● **Aim of the task**
Beneath this line is the data. Output exactly the lines from the line with "So this is not" to the line with "Moreover, in case", both ends included, and nothing more.

● **Input material**
PR #1774, opened 2017-12-05
review fix(annotation): bug when using an annotation targeting declaration and types

### LINKED ISSUE #1773: Bug: Annotation @javax.validation.constraints.NotNull not correctly parsed
Maven dependencies:
```
<dependency>
    <groupId>javax.validation</groupId>
    <artifactId>validation-api</artifactId>
   <version>2.0.0.Final</version>
</dependency>
 <dependency>
    <version>6.0.0</version>
</dependency>
```

It seems like the field parsing is not working with this specific annotation (others seems to be working fine!)
Here is the field: 
@NotNull
public String mandatoryField;

Here is the toString() of the spoon model constructed:
```
public java.lang.@javax.validation.constraints.NotNull
String mandatoryField;
```

It should be this according t me:
```
@javax.validation.constraints.NotNull
public java.lang.String mandatoryField;
```

I don't understand how this is possible. This is working fine for example with annotation @javax.xml.bind.annotation.XmlTransient

surli:
Fix #1773 

In this case the JLS says that: "It is possible for @foo to be both a declaration annotation and a type annotation simultaneously." So we should attach the annotation to the field/method AND to the type in Spoon model. 
Then in this case we don't want to print it twice: we print it only for the field/method.


surli:
Actually this bug seems not to be one, and my unit test is wrong. See my answer on #1773

surli:
This PR is now ready to be reviewed @pvojtechovsky @monperrus 

Please note that the PR is potentially breaking.

When using a code like:
```java
@MyAnnotation
String myField;

@Target({ElementType.TYPE_USE, ElementType.FIELD})
public @interface MyAnnotation {}
```

the model will now contain `MyAnnotation` annotation on the field AND on the type reference String. 
This has been done according to the following sentence of the JLS:
> @Foo int f;
> @Foo is a declaration annotation on f if Foo is meta-annotated by @Target(ElementType.FIELD), and a type annotation on int if Foo is meta-annotated by @Target(ElementType.TYPE_USE). It is possible for @Foo to be both a declaration annotation and a type annotation simultaneously. 

So this is not true only for fields, but for all declaration. 
Moreover, in case of the usage of a an annotation without `@Target` the JLS says that 
>  If an annotation of type java.lang.annotation.Target is not present on the declaration of an annotation type T, then T is applicable in all declaration contexts except type parameter declarations, and in no type contexts. 

So I considered those exceptions for adding the annotation or not. 
It means that in no classpath, if we have no information about the annotation type, `MyAnnotation` would be only attached to the field on the example below: this is the previous Spoon behaviour.

src/main/java/spoon/reflect/visitor/ElementPrinterHelper.java
```diff
@@ -77,6 +78,10 @@ public ElementPrinterHelper(TokenWriter printerTokenWriter, DefaultJavaPrettyPri
 	 */
 	public void writeAnnotations(CtElement element) {
 		for (CtAnnotation<?> annotation : element.getAnnotations()) {
+			if (element.isParentInitialized() && element instanceof CtTypeReference && (element.getParent() instanceof CtTypedElement) && element.getParent().getAnnotations().contains(annotation)) {
```
monperrus: explain this complex condition with a fat comment?

src/main/java/spoon/reflect/declaration/CtAnnotation.java
```diff
@@ -165,4 +167,42 @@
 	@Override
 	@UnsettableProperty
 	<C extends CtExpression<A>> C setTypeCasts(List<CtTypeReference<?>> types);
+
+	static CtAnnotatedElementType getAnnotatedElementTypeForCtElement(CtElement element) {
```
monperrus: use an anonymous scanner to avoid multiple instanceof?

src/main/java/spoon/support/compiler/jdt/JDTTreeBuilderQuery.java
```diff
@@ -169,22 +169,37 @@ static boolean hasAnnotationWithType(Annotation a, CtAnnotatedElementType elemen
...
+				for (Object field : fields) {
+					if (field instanceof FieldBinding && elementType.name().equals(CharOperation.charToString(((FieldBinding) field).name))) {
+						return true;
+					}
 				}
 			}
 		}
-		return false;
+
+		// true here means that the target annotation is not mandatory and we don't have found it
```
seintur: don't have -> have not

src/main/java/spoon/support/compiler/jdt/ParentExiter.java
```diff
@@ -133,29 +133,43 @@ public void setChild(ASTNode child) {
 	@Override
 	public void scanCtElement(CtElement e) {
 		if (child instanceof CtAnnotation && this.jdtTreeBuilder.getContextBuilder().annotationValueName.isEmpty()) {
-			e.addAnnotation((CtAnnotation<?>) child);
+			// we check if the current element can have the annotation attached
+			CtAnnotatedElementType annotatedElementType = CtAnnotation.getAnnotatedElementTypeForCtElement(e);
+			annotatedElementType = (e instanceof CtTypeParameter || e instanceof CtTypeParameterReference) ? CtAnnotatedElementType.TYPE_USE : annotatedElementType;
+
+			// in case of noclasspath, we can be 100% sure, so we guess it must be attached...
```
seintur: "can be sure" or "cannot be sure"?

src/main/java/spoon/reflect/declaration/CtAnnotation.java
surli: I don't see how to use easily an anonymous scanner here: I must return a variable and I cannot store it as a local variable if I use the anonymous scanner. And I don't have any method to call to setup the value.

monperrus: I agree, it's not straightforward.

> I must return a variable and I cannot store it as a local variable if I use the anonymous scanner
 
Unless you create an inline class

```
class Result { CtVariable v }
final Result result = new Result();
// then the anonymous class

```

monperrus:
merge?

surli:
> merge?

ok for me

PR #1776, opened 2017-12-06
review feat: Add a method to get the unit type of the compilation unit

surli:


src/test/java/spoon/test/compilationunit/TestEncoding.java
```diff
@@ -1,33 +0,0 @@
...
-import java.io.File;
-import java.nio.charset.Charset;
-import java.nio.file.Files;
-
-import static org.junit.Assert.assertEquals;
-
-/**
- * Created by urli on 18/08/2017.
- */
-public class TestEncoding {
```
surli: This one is not deleted but renamed (see above)

PR #1777, opened 2017-12-06
feature: Factory#createQuery(Iterable)

pvojtechovsky:
Possibility to create query on Collection of elements. No need to create helper array, just to convert collection to format acceptable by API.

### DIFF
--- a/src/test/java/spoon/test/filters/FilterTest.java
+++ b/src/test/java/spoon/test/filters/FilterTest.java
@@ -865,16 +865,16 @@ public class FilterTest {
 		
 		//contract: empty query returns no element
 		assertEquals(0, launcher.getFactory().createQuery().list().size());
-		assertEquals(0, launcher.getFactory().createQuery(null).list().size());
+		assertEquals(0, launcher.getFactory().createQuery((Object) null).list().size());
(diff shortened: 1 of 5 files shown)


src/test/java/spoon/test/filters/FilterTest.java
```diff
@@ -865,16 +872,16 @@ public void testEmptyQuery() throws Exception {
 		
 		//contract: empty query returns no element
 		assertEquals(0, launcher.getFactory().createQuery().list().size());
-		assertEquals(0, launcher.getFactory().createQuery(null).list().size());
+		assertEquals(0, launcher.getFactory().createQuery((Object) null).list().size());
```
monperrus: Adding a cast to null is not elegant IMHO. One alternative solution would be to replace  `createQuery(null)` by  `createQuery()`

pvojtechovsky: `createQuery()` is already used on the line 867, the purpose of this test is to check handling of null values. I guess that cast is OK for the test. Or optionally I can use new API and call `createQuery(Arrays.asList(null))`. WDYT?

monperrus:
you're right. Thanks.

PR #1781, opened 2017-12-11
review refactor: CompilationUnit should return unmodifiable collection 

surli:


monperrus:
I'm OK.

but we need a test for the new method.

surli:
@monperrus Done. for me it's ready.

● **Answer below**
So this is not true only for fields, but for all declaration. 
Moreover, in case of the usage of a an annotation without `@Target` the JLS says that 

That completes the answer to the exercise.